Rogue Sword Read online




  Rogue Sword

  Poul Anderson

  Copyright ©1960, by Poul Anderson

  An Avon Original

  Prologue

  As he sprang through the window, Lucas heard steel whistle at his back. For an instant, he wondered if the sword had reached him. Then he was falling through darkness.

  He straightened in midair and hit the canal in a clean dive. The water shut thickly above his head. Memory stabbed: thus had he often gone over a certain low cliff, into the sea that encircled Crete. And when he came up, the waves had glittered, unrestful blue to the world’s rim, and had laughed with him. Was it only four years ago?

  He felt himself rising, and struck out underwater. When his lungs were near to bursting, he broke the surface. A piling was rough beneath his hand, supporting him in part. The house it upheld gave him a helmet of shadow. He felt the water warm and oily on his skin. It stank. No, he thought, Venice lies far from Crete.

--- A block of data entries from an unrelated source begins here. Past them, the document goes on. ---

PR #164, opened 2019-11-19
Increase pexpect buffer for test runners

ayushkovskiy:
Getting the following errors locally:
```
   assert "Name: neuromation" in run("pip show neuromation", verbose=False)
E   assert 'Name: neuromation' in "ame: neuromation\r\nVersion: 19.9.23\r\nSummary: Neuromation Platform API client\r\nHome-page: https://neuromation.io... version 19.3.1 is available.\r\nYou should consider upgrading via the 'pip install --upgrade pip' command.\x1b[0m\r\n"
E    +  where "ame: neuromation\r\nVersion: 19.9.23\r\nSummary: Neuromation Platform API client\r\nHome-page: https://neuromation.io... version 19.3.1 is available.\r\nYou should consider upgrading via the 'pip install --upgrade pip' command.\x1b[0m\r\n" = run('pip show neuromation', verbose=False)
```
seems like the first char didn't get into the buffer.

### DIFF
--- a/tests/e2e/configuration.py
+++ b/tests/e2e/configuration.py
@@ -120,7 +120,7 @@ JOB_ID_DECLARATION_PATTERN = re.compile(
 
 # == pexpect config ==
 
-PEXPECT_BUFFER_SIZE_BYTES = 50 * 1024
+PEXPECT_BUFFER_SIZE_BYTES = 100 * 1024
 # use `sys.stdout` to echo everything to standard output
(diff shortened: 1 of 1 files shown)


ayushkovskiy:
Seems to be an issue of pexpect when tested against Python 3.6. However, I think 100 Kb of buffer is more stable, Plus, since we discovered this issue, let's fix it (Python 3.6 is probable to be tested on).

PR #184, opened 2019-11-27
Fix CMD for user's base image

ayushkovskiy:
Great catch by @atselousov!

Sorry @mariyadavydova for asking you one day to change the command for `make setup` job from `sleep infinity` to `sleep 1h` -- it appeared to be that `docker commit` (which is used in `neuro save`, which is used by `make setup`) sets the `CMD` passed to the container (in this case, `sleep 1h`) to the new image. Then, if one starts a job from this newly created image, and does not specify the command (`neuro run image:my-base-image`), the command will be `sleep 1h`!


mariyadavydova:
I think that we didn't expect anyone run the base image without the command. Thank you for fixing it :)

  Cautiously, he glanced around. Thin night-mists lay on the canal, unreal beneath stars and a bit of moon. The houses lifted sheer from narrow walkways, doors barred, windows shuttered, blind with sleep. Yards behind and above him, one square shone with dull candlelight. The bulky black form of a man leaning out filled most of it. A metal gleam jumped about in his hand. Fear vanished in mockery as Lucas thought: If he failed to skewer me, why must he vent his anger on the unoffending air?

  Then the merchant began to shout. “Custodi! Ho, custodi!” Echoes clamored from wall to wall and back again, down the length of the canal. A squad of watchmen could not be far away; this city was well patrolled. Lucas bit his lip in returning unease.

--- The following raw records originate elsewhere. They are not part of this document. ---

PR #191, opened 2019-11-29
[tests] Fix exit code check

ayushkovskiy:
Fix of exit-code check introduced in https://github.com/neuromation/cookiecutter-neuro-project/pull/175. Will close https://github.com/neuromation/cookiecutter-neuro-project/issues/162

### DIFF
--- a/tests/e2e/helpers/runners.py
+++ b/tests/e2e/helpers/runners.py
@@ -121,7 +121,7 @@ def _run_once(
     to log (also to dump all child process' output to the handler defined
     in `PEXPECT_DEBUG_OUTPUT_LOGFILE`).
     By default the method throws ExitCodeException if the process is killed or
-    exits with non-zero exit code. Passing allow_nonzero_exitcode=True suppresses this
+    exits with non-zero exit code. Passing assert_exit_code=False suppresses this
     behavior.
     >>> # Expect the first and the last output:
     >>> _run_once("echo 1 2 3", expect_patterns=[r'1 \d+', '3'], verbose=False)
--- a/tests/e2e/helpers/runners.py
+++ b/tests/e2e/helpers/runners.py
@@ -199,14 +199,16 @@ def _run_once(
                 output += chunk
         if assert_exit_code:
             if child.isalive():
-                # Short sleep to allow make command to complete
-                log_msg(f"Sleeping for {cmd}", logger=LOGGER.info)
-                time.sleep(1)
+                # flush process buffer
+                child.read()
+                # wait for child to exit
+                log_msg(f"Waiting for {cmd}", logger=LOGGER.info)
+                child.wait()
             child.close(force=True)
             if child.status:
                 need_dump = True
                 if child.signalstatus is not None:
-                    log_msg(f"{cmd} was killed", logger=LOGGER.warning)
+                    log_msg(f"{cmd} was killed via signal", logger=LOGGER.warning)
                 raise ExitCodeException(child.status)
     finally:
         if detect_new_jobs:
--- a/tests/e2e/helpers/runners.py
+++ b/tests/e2e/helpers/runners.py
@@ -40,7 +40,7 @@ def run(
     error_patterns: t.Sequence[str] = DEFAULT_ERROR_PATTERNS,
     verbose: bool = True,
     detect_new_jobs: bool = True,
-    allow_nonzero_exitcode: bool = False,
+    assert_exit_code: bool = True,
 ) -> str:
     """
     This procedure wraps method `_run`. If an exception raised, it repeats to run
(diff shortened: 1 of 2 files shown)


ayushkovskiy:
@anayden valid test on `make setup` fails with exit code 1: https://circleci.com/gh/neuromation/cookiecutter-neuro-project/855. Most likely, the problem is with pexpect's API we use.

Please take finish PR as it's intended to fix bug introduced in https://github.com/neuromation/cookiecutter-neuro-project/pull/175.

tests/e2e/helpers/runners.py
```diff
@@ -197,7 +197,7 @@ def _run_once(
             finally:
                 chunk = _get_chunk(child)
                 output += chunk
-        if allow_nonzero_exitcode:
+        if not allow_nonzero_exitcode:
```
ayushkovskiy: I'd also rename this parameter to more clear `assert_exit_code`

tests/e2e/helpers/runners.py
```diff
@@ -56,7 +56,7 @@ def run(
                 verbose=verbose,
                 detect_new_jobs=detect_new_jobs,
                 timeout_s=timeout_s,
-                allow_nonzero_exitcode=False,
+                allow_nonzero_exitcode=allow_nonzero_exitcode,
```
ayushkovskiy: another bug ^

ayushkovskiy:
needs rebase on the newest master so that stage `cleanup e2e` does not hang

tests/e2e/helpers/runners.py
```diff
@@ -197,8 +197,12 @@ def _run_once(
             finally:
                 chunk = _get_chunk(child)
                 output += chunk
-        if allow_nonzero_exitcode:
-            child.close()
+        if assert_exit_code:
+            if child.isalive():
+                # Short sleep to allow make command to complete
+                log_msg(f"Sleeping for {cmd}", logger=LOGGER.info)
+                time.sleep(1)
```
ayushkovskiy: what's the reason for this code? please provide either explanation/proof that we need it or let's drop it.

ayushkovskiy: and also explanation of this exact sleep delay.

anayden: I thought the comment above these lines was clear, my bad.

My experiments indicate that after we find all required matching patterns it takes a tiny bit of time for `make` process to complete. If we call `close()` immediately, the process gets killed and hence returns a non-zero `signalstatus`.

As far as _exact sleep delay is concerned_, I'm afraid there's no such thing in asynchronous world. There's only good enough and not good enough delays. This one proved to be just fine in all my tests.

ayushkovskiy: what I know is that any sleep is a potential source of flakiness, this is my concern. As an alternative, can we use `child.close(force=False)`? Will it wait until the child is closed?

anayden: > any sleep is a potential source of flakiness

I'm very well aware of that and agree with you. `close(force=False)` still sends `SIGTERM` to process which makes `signalstatus` non-zero, I tested that as well.

ayushkovskiy: should we use [`wait`](https://pexpect.readthedocs.io/en/stable/api/pexpect.html#pexpect.spawn.wait) instead?

anayden: Already updated. Now dealing with NFS flakiness in an unrelated test

anayden: All tests pass, yay!

tests/e2e/helpers/runners.py
```diff
@@ -197,12 +197,18 @@ def _run_once(
             finally:
                 chunk = _get_chunk(child)
                 output += chunk
-        if allow_nonzero_exitcode:
-            child.close()
+        if assert_exit_code:
+            if child.isalive():
+                # flush process buffer
+                child.read()
```
ayushkovskiy: let's save this last string: `output += child.read()`

tests/e2e/helpers/runners.py
```diff
@@ -197,12 +197,18 @@ def _run_once(
...
+                # wait for child to exit
+                log_msg(f"Waiting for {cmd}", logger=LOGGER.info)
+                child.wait()
+            child.close(force=True)
```
ayushkovskiy: thank you, it seems to work! the last thing: let's add a few doctests here covering following situation:
1. `cmd="echo 1; sleep 2; echo 2", expected_patterns=["1"]`, so we check that the job's exit code is `0` and its output contains `2`
2. same `cmd`, `expected_patterns=[]`
3. `cmd="echo 1"` -- we check the branch where `child.isalive()` is False

ayushkovskiy: @anayden can we have these changes tested?

ayushkovskiy: We need this functionality. So let's merge now and add tests later: https://github.com/neuromation/cookiecutter-neuro-project/issues/230

tests/e2e/helpers/runners.py
ayushkovskiy: fixed.

ayushkovskiy:
tests fixed and actualized with changes in master.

  Another shape appeared at the second-floor window. The candle-glow touched her body and her unbound hair. She screamed above her husband’s bellowings, “Lucco, get away! He’ll have you blinded--” Gasparo Reni snarled and shoved her back into the chamber.

  Did torches bob as men came jogging along the walkway, somewhere off in the fog? Lucas didn’t care to find out. Moreta was quite right, bless her soul. Bless also her eyes and lips and arms and ... He reminded himself sharply of his peril. Worse, in a way, than before. If Gasparo had slain him and thrown him into the canal (who would ask that great merchant what he knew about the fate of a penniless orphan apprentice?) he would at least be dead. But now, if the watch arrested Lucas, Gasparo would take his revenge through the law. By all accounts, he was vindictive enough to demand the extreme penalty for this offense, when the offender could not pay substantial compensation: loss of a hand and both eyes.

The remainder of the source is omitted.